- Established: 1974; 52 years ago
- School type: Private law school
- Parent endowment: US $47.6 million
- Dean: Olympia R. Duhart
- Location: Davie, Florida, U.S.
- Enrollment: 620
- Faculty: 41 full-time Five Academic Success Program instructors 45 adjunct
- USNWR ranking: 178-196 out of 196 (Bottom 9% at most) 51 (tie) out of 68 part-time programs (2025)
- Bar pass rate: 71.1% (July 2025 first-time takers)
- Website: law.nova.edu

= Shepard Broad College of Law =

US law school associated with Nova Southeastern University

Shepard Broad College of Law (also referred to as NSU Law and Nova Law) is the law school of Nova Southeastern University, located on the university's main campus in Davie, Florida. The school offers full-time day and part-time evening programs.

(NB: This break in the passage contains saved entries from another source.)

PR #1351, opened 2023-06-27
feat: experimental database layer

pi0:
### ❓ Type of change

### 📚 Description

This PR adds support for experimental Database support with **zero configuration**, SQLite and multi-provider support powered by [unjs/db0](https://db0.unjs.io/).

It is also possible to integrate this layer with extra ORMS such as [drizzle-orm](https://github.com/drizzle-team/drizzle-orm) with built-in connectors from db0.

**Example usage:***

Enable experimental flag:

```ts
  experimental: {
    database: true,
  },
});
```

For nuxt:

```ts
  nitro: {
    experimental: {
        database: true,
      },
  }
});
```

Install `better-sqlite3`:

```sh
pnpm i -D better-sqlite3
npm i -D better-sqlite3
yarn add -D better-sqlite3
```

And then, voila!

```ts
export default defineEventHandler(async () => {
  const db = useDatabase();

  // Create users table
  await db.sql`DROP TABLE IF EXISTS users`;
  await db.sql`CREATE TABLE IF NOT EXISTS users ("id" TEXT PRIMARY KEY, "firstName" TEXT, "lastName" TEXT, "email" TEXT)`;

  // Add a new user
  const userId = String(Math.round(Math.random() * 10_000));
  await db.sql`INSERT INTO users VALUES (${userId}, 'John', 'Doe', '')`;

  // Query for users
  const { rows } = await db.sql`SELECT * FROM users WHERE id = ${userId}`;

  return {
    rows,
  };
});
```

TODO:

- [x] Add basic test
- [x] Support configurable connector
- [x] Opensource DB0
- [x] Add to the docs

Next steps:

- Enable `useDB` without the flag once db0 is stable
- Built-in Schema and Migration support
- Auto-detect database connectors (vercel postgres and cloudflare D1)

### 📝 Checklist


cayter:
In the case of multiple databases, how do we specify which one to use? Would it be better to support key-value or map? For example, this is how Rails supports [multiple databases](https://guides.rubyonrails.org/active_record_multiple_databases.html#setting-up-your-application).

cayter:
I'm new to how Nitro/Nuxt works but I have 2 questions:

- In the case of multiple databases, how do we specify which one to use? Would it be better to support key-value or map? For example, this is how the famous web frameworks supports multiple databases:
  - [Rails](https://guides.rubyonrails.org/active_record_multiple_databases.html#setting-up-your-application)
  - [Django](https://docs.djangoproject.com/en/4.2/topics/db/multi-db/)

- Does [this](https://github.com/unjs/nitro/pull/1351/files#diff-52f266496020479959b18883f1912b939561cf9a07e8454d13816074401f4d40) take care of persistent DB instance to avoid leaking DB connections between HMRs during local development? [This](https://www.prisma.io/docs/guides/other/troubleshooting-orm/help-articles/nextjs-prisma-client-dev-practices) is a workaround we have to enable during local development when working with Prisma/Drizzle ORM in NextJS/Remix.

pi0:
> In the case of multiple databases, how do we specify which one to use? Would it be better to support key-value or map? 

I am thinking of `useDatabase(name?)` for multiple connections support

> Does [this](https://github.com/unjs/nitro/pull/1351/files#diff-52f266496020479959b18883f1912b939561cf9a07e8454d13816074401f4d40) take care of persistent DB instance to avoid leaking DB connections between HMRs during local development

Once we migrate to DB0, we can support reconnect support. As you mentioned, HMR is the tricky part because any (runtime) logic will be restarted. Another thing we have in plan, is a HTTTP driver this way we can initialize DBs in the builder namespace and expose it via HTTP (or another RPC channel) to the runtime to handle HMR.

cayter:
> > In the case of multiple databases, how do we specify which one to use? Would it be better to support key-value or map?
> 
> I am thinking of `useDatabase(name?)` for multiple connections support
> 
> > Does [this](https://github.com/unjs/nitro/pull/1351/files#diff-52f266496020479959b18883f1912b939561cf9a07e8454d13816074401f4d40) take care of persistent DB instance to avoid leaking DB connections between HMRs during local development
> 
> Once we migrate to DB0, we can support reconnect support. As you mentioned, HMR is the tricky part because any (runtime) logic will be restarted. Another thing we have in plan, is a HTTTP driver this way we can initialize DBs in the builder namespace and expose it via HTTP (or another RPC channel) to the runtime to handle HMR.

Got it, thanks for the quick reply!

imcm7:
I don't know what is `[drizzle-orm](https://github.com/drizzle-team/drizzle-orm)`, people use sequalize, typeorm ad mikro-orm.

husayt:
would it be possible to use with other orms, notably prisma

pi0:
It is on the track. As long as an ORM allow implementing external providers and compatible with SQLite dialects i don't see any reason we couldn't support any of them

 (this PR is BTW placeholder actual work is under progress in a currently private repo)

vinayakkulkarni:
> It is on the track. As long as an ORM allow implementing external providers and compatible with SQLite dialects i don't see any reason we couldn't support any of them
> 
> (this PR is BTW placeholder actual work is under progress in a currently private repo)

so basically, instead of using [all the code here](https://github.com/vinayakkulkarni/vinayakkulkarni.dev/blob/main/server/utils/db.ts), i could directly use `sql` from `useDatabase()` 

does useDatabase enable us to use different db servers? postgres for example? and passing args for db server like i've put in the codebase

PR #1352, opened 2023-06-27
feat(storage): default data storage for `node` and dev presets

pi0:
### ❓ Type of change

### 📚 Description

The storage interface from `useStorage` is by default all in memory. In order to write stateful KV logic, users therefore require to configure `storage` mountpoints.

This PR adds a default `data` mountpoint using fs driver for all node based presets and development mode. (only if not configured by user) This way data will be persisted in `.data/kv` by default only for `data:` .

```ts
  const kvStorage = useStorage("data");
  const counter = (Number(await kvStorage.getItem("counter")) || 0) + 1;
  await kvStorage.setItem("counter", counter);
  return {
    counter,
  };
});
``` 

Next steps:
- Support auto config storage for other worker presets when env/binding exits
- Document this feature + `.data` dir and gitignore
- Use data storage for cache as well (or consider persisting `.nitro`/`.nuxt` partially)

### 📝 Checklist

The law school was ranked ##178-196 in Best Law Schools by US News & World Report in 2024.

== History ==

Founded in 1974, the school was named for lawyer, banker, and philanthropist Shepard Broad who was a member of the school's Board of Governors and who provided financial support. The law building's name recognizes Leo Goodwin Sr.'s large donations. The school received approval by the American Bar Association in 1975.

==Admissions==
For the class entering in 2024, the law school accepted 56.6% of applicants, with 28.0% of those accepted enrolling. The median enrollee had a 153 LSAT score and 3.52 undergraduate GPA. One student was not included in the GPA calculation. Its 25th/75th percentile LSAT scores and GPAs were 150/156 and 3.29/3.70.

==Employment==
According to the schools's official ABA-required disclosures for 2023 graduates, within ten months after graduation 112 (68.2%) of the 164 member graduating class were employed in full-time positions requiring bar passage (i.e. as attorneys) and four (2.4%) were employed in full-time JD advantage positions. Attorney positions were in various size law firms, most being in 1-10 attorney firms. One graduate obtained a local or state judicial clerkship, and one obtained a federal clerkship. 34 members (20.7%) of the class were not employed in any capacity.

== Notable alumni ==
- Ellyn Setnor Bogdanoff (JD 2003), former member of the Florida Senate
- Jared Moskowitz (JD 2007), member of the United States House of Representatives for Florida's 23rd congressional district
- Hillary Cassel (JD 2006), member of the Florida House of Representatives
- Carl Domino (JD 2014), earned Juris Doctor degree at the age of 70, former member of the Florida House of Representatives
- Kristine Lefebvre (JD 1996), attorney, appeared nude in Playboy, contestant on the reality show The Apprentice
- Bradford Cohen Defence Lawyer involved in several high profile cases representing hip-hop artists including Drake, Lil Wayne & Kodak Black.